[Exercise objective]
Report, from the records below, every line where the word "listOfInts" appears.
*** Record set Section Begins ***
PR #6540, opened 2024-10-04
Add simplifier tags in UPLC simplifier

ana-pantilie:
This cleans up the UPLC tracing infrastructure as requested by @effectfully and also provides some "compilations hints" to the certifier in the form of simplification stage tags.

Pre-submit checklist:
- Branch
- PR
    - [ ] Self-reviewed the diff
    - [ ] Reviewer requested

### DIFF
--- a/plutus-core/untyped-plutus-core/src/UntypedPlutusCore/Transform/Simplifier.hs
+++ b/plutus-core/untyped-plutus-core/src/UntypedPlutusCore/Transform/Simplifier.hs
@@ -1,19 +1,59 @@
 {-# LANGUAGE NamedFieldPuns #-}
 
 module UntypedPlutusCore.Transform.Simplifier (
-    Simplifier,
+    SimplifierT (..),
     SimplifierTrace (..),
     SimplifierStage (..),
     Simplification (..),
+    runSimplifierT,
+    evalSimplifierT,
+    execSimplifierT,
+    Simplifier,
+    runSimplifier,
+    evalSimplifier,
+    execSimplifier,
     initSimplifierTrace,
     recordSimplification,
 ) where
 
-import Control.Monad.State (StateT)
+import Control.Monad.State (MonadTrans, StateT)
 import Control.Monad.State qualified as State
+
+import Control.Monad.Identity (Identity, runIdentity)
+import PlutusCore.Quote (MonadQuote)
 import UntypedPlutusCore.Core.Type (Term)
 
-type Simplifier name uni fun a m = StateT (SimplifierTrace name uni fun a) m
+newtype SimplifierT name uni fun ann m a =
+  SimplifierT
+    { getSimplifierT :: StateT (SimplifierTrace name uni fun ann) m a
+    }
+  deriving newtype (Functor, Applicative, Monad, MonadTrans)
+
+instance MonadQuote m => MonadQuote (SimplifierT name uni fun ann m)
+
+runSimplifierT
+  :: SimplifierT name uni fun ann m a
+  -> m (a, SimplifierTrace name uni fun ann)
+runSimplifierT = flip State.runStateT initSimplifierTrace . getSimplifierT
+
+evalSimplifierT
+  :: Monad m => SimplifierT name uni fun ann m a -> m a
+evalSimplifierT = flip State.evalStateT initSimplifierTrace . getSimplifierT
*** Record set Section Ends ***
*** Record set Section Begins ***
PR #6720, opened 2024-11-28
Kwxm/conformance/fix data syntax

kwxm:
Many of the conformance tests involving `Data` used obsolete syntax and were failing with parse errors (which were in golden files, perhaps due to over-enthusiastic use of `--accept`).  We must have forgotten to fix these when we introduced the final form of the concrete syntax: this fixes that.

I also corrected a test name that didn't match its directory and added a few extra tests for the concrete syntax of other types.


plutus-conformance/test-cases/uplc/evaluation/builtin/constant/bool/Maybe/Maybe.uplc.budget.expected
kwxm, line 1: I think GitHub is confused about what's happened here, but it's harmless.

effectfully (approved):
*** Record set Section Ends ***
*** Record set Section Begins ***
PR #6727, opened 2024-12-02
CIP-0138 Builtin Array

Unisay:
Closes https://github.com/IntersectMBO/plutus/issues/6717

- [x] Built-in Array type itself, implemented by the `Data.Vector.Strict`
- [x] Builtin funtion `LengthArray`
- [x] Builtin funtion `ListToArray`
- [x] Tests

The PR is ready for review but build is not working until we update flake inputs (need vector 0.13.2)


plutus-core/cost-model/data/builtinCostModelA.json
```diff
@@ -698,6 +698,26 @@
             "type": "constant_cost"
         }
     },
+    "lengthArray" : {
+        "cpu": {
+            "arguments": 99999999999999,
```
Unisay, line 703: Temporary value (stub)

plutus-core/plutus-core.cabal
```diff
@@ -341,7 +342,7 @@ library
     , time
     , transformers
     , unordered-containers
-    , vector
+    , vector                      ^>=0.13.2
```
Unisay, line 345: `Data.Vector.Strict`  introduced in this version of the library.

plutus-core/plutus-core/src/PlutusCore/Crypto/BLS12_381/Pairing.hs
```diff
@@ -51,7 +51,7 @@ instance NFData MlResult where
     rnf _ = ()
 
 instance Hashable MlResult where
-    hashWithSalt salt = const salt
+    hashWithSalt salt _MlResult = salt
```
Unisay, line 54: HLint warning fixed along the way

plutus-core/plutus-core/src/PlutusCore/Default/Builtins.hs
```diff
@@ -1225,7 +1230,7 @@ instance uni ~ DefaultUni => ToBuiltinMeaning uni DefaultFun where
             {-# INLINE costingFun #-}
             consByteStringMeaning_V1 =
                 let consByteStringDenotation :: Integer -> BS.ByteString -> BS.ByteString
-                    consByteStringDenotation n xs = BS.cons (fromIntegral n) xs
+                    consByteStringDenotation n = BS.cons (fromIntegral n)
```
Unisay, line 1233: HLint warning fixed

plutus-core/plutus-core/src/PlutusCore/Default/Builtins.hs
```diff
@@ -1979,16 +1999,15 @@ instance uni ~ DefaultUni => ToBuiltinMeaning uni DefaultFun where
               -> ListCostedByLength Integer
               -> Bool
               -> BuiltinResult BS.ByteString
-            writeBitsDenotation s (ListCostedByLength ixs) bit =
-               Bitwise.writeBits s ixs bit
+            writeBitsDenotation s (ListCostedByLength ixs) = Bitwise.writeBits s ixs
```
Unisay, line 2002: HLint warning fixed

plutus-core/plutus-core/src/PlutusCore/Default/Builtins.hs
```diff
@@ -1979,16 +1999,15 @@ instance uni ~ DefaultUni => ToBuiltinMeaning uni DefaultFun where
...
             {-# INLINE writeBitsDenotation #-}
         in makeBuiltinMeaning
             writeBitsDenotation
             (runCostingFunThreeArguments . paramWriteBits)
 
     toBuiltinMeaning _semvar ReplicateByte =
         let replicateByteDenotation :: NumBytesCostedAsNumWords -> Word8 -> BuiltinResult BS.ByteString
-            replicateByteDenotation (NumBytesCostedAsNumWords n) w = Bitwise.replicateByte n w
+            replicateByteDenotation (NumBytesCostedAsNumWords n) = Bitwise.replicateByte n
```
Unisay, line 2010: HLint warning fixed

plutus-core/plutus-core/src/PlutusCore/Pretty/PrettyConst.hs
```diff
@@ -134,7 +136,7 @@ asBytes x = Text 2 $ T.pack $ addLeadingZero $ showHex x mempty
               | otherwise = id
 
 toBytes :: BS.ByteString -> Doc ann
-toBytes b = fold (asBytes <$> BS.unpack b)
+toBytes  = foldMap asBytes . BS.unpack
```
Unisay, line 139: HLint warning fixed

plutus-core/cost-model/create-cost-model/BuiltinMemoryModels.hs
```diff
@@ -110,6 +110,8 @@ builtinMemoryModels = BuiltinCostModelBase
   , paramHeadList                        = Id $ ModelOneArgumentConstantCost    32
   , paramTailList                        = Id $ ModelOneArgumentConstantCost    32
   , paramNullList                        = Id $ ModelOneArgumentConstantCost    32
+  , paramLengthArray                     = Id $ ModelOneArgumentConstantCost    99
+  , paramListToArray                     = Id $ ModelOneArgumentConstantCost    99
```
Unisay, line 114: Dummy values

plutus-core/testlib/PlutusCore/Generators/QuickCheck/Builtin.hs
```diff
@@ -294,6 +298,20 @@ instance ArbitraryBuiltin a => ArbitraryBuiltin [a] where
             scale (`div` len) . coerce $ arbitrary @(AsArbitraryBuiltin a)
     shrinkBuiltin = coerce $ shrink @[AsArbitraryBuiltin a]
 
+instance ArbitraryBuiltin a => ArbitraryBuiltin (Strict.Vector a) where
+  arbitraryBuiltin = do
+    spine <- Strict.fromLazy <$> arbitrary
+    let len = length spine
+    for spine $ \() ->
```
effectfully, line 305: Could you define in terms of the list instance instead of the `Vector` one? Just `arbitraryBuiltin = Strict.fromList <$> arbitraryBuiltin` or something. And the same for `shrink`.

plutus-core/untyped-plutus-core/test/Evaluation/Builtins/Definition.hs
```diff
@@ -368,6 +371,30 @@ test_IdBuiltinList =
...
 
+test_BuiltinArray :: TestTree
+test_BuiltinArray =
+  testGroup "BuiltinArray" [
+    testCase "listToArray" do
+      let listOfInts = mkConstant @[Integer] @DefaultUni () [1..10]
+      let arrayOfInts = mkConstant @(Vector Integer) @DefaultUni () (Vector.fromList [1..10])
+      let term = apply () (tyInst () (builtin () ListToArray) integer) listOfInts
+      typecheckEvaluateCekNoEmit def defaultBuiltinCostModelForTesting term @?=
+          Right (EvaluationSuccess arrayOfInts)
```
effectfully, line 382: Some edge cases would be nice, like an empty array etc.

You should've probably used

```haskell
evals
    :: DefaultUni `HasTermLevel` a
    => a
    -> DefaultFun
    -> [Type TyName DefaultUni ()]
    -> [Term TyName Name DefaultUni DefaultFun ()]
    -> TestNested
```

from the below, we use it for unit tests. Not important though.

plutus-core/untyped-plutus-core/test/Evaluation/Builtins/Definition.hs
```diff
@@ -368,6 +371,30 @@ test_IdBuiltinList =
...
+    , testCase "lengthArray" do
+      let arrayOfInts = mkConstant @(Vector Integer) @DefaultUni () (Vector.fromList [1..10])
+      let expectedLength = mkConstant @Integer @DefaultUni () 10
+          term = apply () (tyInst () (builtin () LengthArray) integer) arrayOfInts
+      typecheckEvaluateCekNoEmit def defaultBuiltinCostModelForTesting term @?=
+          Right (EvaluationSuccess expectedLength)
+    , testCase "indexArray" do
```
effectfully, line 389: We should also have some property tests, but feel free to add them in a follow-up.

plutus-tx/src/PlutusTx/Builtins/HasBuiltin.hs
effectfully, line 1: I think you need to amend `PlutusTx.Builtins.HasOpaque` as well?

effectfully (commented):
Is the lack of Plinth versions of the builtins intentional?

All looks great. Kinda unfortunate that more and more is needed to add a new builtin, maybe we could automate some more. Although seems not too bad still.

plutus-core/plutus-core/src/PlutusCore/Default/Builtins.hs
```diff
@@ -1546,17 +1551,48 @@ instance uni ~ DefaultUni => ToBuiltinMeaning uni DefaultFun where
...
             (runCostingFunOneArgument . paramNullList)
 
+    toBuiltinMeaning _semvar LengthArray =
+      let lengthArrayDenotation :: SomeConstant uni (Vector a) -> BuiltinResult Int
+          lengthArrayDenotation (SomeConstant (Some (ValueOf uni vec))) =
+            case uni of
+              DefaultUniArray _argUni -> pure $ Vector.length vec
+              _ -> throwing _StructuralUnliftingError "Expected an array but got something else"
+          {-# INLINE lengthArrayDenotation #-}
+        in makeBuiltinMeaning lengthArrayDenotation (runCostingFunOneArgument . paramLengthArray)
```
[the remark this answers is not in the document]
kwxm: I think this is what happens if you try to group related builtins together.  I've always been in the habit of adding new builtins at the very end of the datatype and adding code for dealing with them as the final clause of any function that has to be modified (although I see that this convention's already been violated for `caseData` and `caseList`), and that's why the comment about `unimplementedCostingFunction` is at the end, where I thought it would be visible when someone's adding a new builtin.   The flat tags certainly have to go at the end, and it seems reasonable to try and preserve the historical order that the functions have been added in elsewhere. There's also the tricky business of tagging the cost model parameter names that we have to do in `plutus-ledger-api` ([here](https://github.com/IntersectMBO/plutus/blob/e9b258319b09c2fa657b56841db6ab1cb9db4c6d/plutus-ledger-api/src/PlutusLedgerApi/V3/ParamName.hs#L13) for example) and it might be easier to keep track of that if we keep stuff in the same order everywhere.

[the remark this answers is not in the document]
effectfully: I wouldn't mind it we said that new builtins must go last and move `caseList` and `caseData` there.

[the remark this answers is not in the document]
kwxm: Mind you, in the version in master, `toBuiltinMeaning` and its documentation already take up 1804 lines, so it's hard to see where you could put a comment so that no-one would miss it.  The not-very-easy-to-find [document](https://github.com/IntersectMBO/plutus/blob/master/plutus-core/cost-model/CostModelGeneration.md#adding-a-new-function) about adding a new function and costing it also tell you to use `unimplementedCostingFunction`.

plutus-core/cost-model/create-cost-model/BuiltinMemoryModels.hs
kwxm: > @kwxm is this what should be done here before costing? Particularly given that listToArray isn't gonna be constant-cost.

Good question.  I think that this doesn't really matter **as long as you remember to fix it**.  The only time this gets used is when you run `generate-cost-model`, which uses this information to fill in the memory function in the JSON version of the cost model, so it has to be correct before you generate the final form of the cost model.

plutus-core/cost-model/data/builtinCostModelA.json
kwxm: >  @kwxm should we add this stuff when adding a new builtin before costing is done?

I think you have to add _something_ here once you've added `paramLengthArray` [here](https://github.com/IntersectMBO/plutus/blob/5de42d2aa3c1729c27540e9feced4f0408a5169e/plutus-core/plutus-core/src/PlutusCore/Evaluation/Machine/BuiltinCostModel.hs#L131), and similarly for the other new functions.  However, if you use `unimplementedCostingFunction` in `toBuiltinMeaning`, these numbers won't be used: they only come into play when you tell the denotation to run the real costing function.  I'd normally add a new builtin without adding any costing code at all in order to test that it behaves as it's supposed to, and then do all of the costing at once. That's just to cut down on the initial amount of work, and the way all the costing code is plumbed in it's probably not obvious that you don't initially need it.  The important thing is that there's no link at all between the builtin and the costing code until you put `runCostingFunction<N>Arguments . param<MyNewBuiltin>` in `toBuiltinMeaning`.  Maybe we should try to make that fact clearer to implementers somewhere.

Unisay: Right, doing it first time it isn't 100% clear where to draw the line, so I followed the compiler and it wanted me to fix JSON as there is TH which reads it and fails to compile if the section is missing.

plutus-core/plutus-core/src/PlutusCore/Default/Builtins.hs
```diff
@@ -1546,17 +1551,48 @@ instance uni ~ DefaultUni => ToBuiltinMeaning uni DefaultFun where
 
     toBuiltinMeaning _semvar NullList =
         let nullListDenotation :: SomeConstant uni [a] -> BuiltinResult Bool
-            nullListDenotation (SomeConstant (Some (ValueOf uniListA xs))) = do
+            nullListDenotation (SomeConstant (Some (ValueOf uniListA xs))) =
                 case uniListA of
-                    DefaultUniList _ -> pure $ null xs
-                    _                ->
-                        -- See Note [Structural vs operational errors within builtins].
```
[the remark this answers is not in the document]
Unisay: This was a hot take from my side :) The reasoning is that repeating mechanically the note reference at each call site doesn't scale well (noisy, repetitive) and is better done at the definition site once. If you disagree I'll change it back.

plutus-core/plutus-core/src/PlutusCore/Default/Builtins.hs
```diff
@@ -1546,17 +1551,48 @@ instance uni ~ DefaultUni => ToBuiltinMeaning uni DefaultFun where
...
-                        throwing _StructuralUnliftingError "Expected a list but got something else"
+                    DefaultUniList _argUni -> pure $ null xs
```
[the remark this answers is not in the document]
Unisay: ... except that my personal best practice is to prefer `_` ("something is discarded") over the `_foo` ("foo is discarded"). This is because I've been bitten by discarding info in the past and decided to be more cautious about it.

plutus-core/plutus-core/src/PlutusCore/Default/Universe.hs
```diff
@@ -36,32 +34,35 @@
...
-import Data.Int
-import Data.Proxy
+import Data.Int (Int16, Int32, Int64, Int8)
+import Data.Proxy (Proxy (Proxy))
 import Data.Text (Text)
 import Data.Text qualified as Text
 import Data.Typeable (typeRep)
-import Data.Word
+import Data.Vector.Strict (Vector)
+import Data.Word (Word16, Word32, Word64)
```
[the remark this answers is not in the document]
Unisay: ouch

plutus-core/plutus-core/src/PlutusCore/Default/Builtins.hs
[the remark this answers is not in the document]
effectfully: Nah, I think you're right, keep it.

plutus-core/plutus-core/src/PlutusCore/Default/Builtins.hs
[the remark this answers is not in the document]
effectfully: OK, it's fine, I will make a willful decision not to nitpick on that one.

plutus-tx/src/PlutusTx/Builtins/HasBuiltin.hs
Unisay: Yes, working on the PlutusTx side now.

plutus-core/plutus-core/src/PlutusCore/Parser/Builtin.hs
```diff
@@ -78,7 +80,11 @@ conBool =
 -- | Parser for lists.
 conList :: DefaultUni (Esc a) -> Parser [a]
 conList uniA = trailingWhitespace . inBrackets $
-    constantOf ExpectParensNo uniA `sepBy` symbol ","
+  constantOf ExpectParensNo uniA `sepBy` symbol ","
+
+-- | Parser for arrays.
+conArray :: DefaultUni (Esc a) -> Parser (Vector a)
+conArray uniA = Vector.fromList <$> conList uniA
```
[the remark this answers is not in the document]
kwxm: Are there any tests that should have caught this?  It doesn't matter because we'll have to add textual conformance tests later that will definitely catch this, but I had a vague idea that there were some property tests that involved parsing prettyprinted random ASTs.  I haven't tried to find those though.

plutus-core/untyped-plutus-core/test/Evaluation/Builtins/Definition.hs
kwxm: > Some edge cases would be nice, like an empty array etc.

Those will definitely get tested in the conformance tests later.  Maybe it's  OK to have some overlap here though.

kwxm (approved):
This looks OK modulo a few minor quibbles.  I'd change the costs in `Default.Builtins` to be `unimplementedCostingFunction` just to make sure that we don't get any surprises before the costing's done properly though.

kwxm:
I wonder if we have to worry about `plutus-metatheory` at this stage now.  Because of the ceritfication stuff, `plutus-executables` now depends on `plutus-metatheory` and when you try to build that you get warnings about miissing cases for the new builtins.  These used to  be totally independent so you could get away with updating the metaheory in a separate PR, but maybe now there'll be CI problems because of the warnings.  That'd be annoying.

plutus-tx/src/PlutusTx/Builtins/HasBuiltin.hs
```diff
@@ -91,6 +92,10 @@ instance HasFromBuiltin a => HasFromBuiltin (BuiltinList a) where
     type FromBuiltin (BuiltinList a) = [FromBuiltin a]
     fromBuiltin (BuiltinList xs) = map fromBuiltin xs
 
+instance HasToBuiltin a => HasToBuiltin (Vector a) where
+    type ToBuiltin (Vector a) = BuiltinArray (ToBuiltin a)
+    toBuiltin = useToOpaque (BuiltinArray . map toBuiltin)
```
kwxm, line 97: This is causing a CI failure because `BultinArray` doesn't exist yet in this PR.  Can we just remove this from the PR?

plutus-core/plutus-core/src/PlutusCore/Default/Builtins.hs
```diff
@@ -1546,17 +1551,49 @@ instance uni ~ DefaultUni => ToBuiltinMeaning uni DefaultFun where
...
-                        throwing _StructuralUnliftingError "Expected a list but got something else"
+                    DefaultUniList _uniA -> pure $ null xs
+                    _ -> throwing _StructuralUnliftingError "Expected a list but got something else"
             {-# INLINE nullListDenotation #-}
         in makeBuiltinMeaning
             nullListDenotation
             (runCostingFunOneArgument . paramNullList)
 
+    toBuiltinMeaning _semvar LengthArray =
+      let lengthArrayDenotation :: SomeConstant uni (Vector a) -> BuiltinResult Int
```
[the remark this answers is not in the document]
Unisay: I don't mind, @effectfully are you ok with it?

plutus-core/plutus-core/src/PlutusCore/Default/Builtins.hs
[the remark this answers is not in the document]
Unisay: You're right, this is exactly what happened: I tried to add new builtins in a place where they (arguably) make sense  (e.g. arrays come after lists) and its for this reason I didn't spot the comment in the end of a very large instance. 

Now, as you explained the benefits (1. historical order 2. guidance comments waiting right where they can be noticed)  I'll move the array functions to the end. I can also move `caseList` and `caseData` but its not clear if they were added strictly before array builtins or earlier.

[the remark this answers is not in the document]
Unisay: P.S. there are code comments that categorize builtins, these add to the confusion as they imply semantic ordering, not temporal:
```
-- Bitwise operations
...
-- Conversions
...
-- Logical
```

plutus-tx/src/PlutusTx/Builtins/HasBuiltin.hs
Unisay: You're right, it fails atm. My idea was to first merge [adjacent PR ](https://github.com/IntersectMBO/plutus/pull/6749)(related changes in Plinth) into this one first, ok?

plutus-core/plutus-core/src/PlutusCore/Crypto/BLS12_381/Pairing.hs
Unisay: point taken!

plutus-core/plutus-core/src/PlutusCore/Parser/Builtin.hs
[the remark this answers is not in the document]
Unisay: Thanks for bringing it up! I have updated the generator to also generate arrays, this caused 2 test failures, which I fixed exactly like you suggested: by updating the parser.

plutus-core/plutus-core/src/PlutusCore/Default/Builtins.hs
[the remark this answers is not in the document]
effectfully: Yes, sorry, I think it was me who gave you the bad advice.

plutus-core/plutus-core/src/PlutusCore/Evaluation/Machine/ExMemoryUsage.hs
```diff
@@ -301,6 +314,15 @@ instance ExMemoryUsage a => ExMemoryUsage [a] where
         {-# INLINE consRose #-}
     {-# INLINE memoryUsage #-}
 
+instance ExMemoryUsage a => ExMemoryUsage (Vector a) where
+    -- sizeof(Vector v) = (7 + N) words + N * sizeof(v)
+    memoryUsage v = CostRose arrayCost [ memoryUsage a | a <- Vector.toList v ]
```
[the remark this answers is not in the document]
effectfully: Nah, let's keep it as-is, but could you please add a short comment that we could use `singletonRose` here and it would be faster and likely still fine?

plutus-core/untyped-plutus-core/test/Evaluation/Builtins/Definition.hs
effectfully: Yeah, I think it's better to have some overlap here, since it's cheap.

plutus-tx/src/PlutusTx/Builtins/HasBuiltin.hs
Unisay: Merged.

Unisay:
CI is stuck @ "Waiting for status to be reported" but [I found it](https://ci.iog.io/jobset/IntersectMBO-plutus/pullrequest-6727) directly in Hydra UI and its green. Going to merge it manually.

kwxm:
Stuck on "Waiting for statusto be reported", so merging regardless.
*** Record set Section Ends ***
[Response to the task]
+      let listOfInts = mkConstant @[Integer] @DefaultUni () [1..10]
+      let term = apply () (tyInst () (builtin () ListToArray) integer) listOfInts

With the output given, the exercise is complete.